The emigrants who had settled in the huge tract of country between the Orange River in the south and the Limpopo in the north had been recruited by newcomers from the Cape Colony until they numbered some fifteen thousand souls. This population was scattered over a space as large as Germany, and larger than Pennsylvania, New York, and New England. Their form of government was individualistic and democratic to the last degree compatible with any sort of cohesion. Their wars with the Kaffirs and their fear and dislike of the British Government appear to have been the only ties which held them together. They divided and subdivided within their own borders, like a germinating egg. The Transvaal was full of lusty little high-mettled communities, who quarreled among themselves as fiercely as they had done with the authorities at the Cape. Lydenburg, Zoutpansberg, and Potchefstroom were on the point of turning their rifles against each other. In the south, between the Orange River and the Vaal, there was no form of government at all, but a welter of Dutch farmers, Basutos, Hottentots, and halfbreeds living in a chronic state of turbulence, recognising neither the British authority to the south of them nor the Transvaal republics to the north. The chaos became at last unendurable, and in 1848 a garrison was placed in Bloemfontein and the district incorporated in the British Empire. The emigrants made a futile resistance at Boomplaats, and after a single defeat allowed themselves to be drawn into the settled order of civilised rule.
At this period the Transvaal, where most of the Boers had settled, desired a formal acknowledgment of their independence, which the British authorities determined once and for all to give them. The great barren country, which produced little save marksmen, had no attractions for a Colonial Office which was bent upon the limitation of its liabilities. A Convention was concluded between the two parties, known as the Sand River Convention, which is one of the fixed points in South African history. By it the British Government guaranteed to the Boer farmers the right to manage their own affairs, and to govern themselves by their own laws without any interference upon the part of the British. It stipulated that there should be no slavery, and with that single reservation washed its hands finally, as it imagined, of the whole question. So the South African Republic came formally into existence.
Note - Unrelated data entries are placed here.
Issue #4473, opened 2023-10-30
  [ENHANCEMENT] [Prusa-Link_Connect] G-code for MMU status for Prusalink


Ro3Deee:
**Printer type** - MK3S
**MMU Upgrade** - MMU2S (with FW 3.0.1)

**Is your enhancement related to a problem?**
With FW 3.13.0 and MMU FW 3.0.0, an option to disable/enable the MMU2 was implemented in MK3 firmware and menu (see https://github.com/prusa3d/Prusa-Firmware/issues/1876#issuecomment-1658145989).

This option or, at least, the viewing of **status of the MMU (enabled/disabled)** should be available in Prusa-Link/Connect.
  
**Describe the solution you'd like**
  @TojikCZ  says here https://github.com/prusa3d/Prusa-Link/issues/872#issuecomment-1785157285 that a gcode is necessary.

3d-gussner:
@petrubecheru Closing this issue as we implemented `M709` with https://github.com/prusa3d/Prusa-Firmware/pull/4474 

Forgot to Thank you for the idea and interacting on github. Very appreciated.

PR #4474, opened 2023-10-30
Add en- and disable MMU to M709

3d-gussner:
Add X42 to erase the MMU eeprom

@gudnimg Any optimization possible?

Related to https://github.com/prusa3d/Prusa-Firmware/issues/4473 and https://github.com/prusa3d/Prusa-Link/issues/872

- [X] Update Doxygen
- [x] Update RepRap wiki
- [x] Update `M709` for MK4
   - [X]  `S0|0` and `X0|X1` already implemented
   - [x] Add `X42` to erase the MMU eeprom

### DIFF
--- a/Firmware/Marlin_main.cpp
+++ b/Firmware/Marlin_main.cpp
@@ -8581,14 +8581,15 @@ Sigma_Exit:
     } break;
 
     /*!
-    ### M709 - MMU reset <a href="https://reprap.org/wiki/G-code#M709:_MMU_reset">M709: MMU reset</a>
-    The MK3S cannot not power off the MMU, for that reason the functionality is not supported.
+    ### M709 - MMU power & reset <a href="https://reprap.org/wiki/G-code#M709:_MMU_power_&_reset">M709: MMU power & reset</a>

In the very year after the Sand River Convention a second republic, the Orange Free State, was created by the deliberate withdrawal of Great Britain from the territory which she had for eight years occupied. The Eastern Question was already becoming acute, and the cloud of a great war was drifting up, visible to all men. British statesmen felt that their commitments were very heavy in every part of the world, and the South African annexations had always been a doubtful value and an undoubted trouble. Against the will of a large part of the inhabitants, whether a majority or not it is impossible to say, we withdrew our troops as amicably as the Romans withdrew from Britain, and the new republic was left with absolute and unfettered independence. On a petition being presented against the withdrawal, the Home Government actually voted forty-eight thousand pounds to compensate those who had suffered from the change. Whatever historical grievance the Transvaal may have against Great Britain, we can at least, save perhaps in one matter, claim to have a very clear conscience concerning our dealings with the Orange Free State. Thus in 1852 and in 1854 were born those sturdy States who were able for a time to hold at bay the united forces of the empire.
In the meantime Cape Colony, in spite of these secessions, had prospered exceedingly, and her population—English, German, and Dutch—had grown by 1870 to over two hundred thousand souls, the Dutch still slightly predominating. According to the Liberal colonial policy of Great Britain, the time had come to cut the cord and let the young nation conduct its own affairs. In 1872 complete self-government was given to it, the Governor, as the representative of the Queen, retaining a nominal unexercised veto upon legislation. According to this system the Dutch majority of the colony could, and did, put their own representatives into power and run the government upon Dutch lines. Already Dutch law had been restored, and Dutch put on the same footing as English as the official language of the country. The extreme liberality of such measures, and the uncompromising way in which they have been carried out, however distasteful the legislation might seem to English ideas, are among the chief reasons which made the illiberal treatment of British settlers in the Transvaal so keenly resented at the Cape. A Dutch Government was ruling the British in a British colony, at a moment when the Boers would not give an Englishman a vote upon a municipal council in a city which he had built himself. Unfortunately, however, ‘the evil that men do lives after them,’ and the ignorant Boer farmer continued to imagine that his southern relatives were in bondage, just as the descendant of the Irish emigrant still pictures an Ireland of penal laws and an alien Church.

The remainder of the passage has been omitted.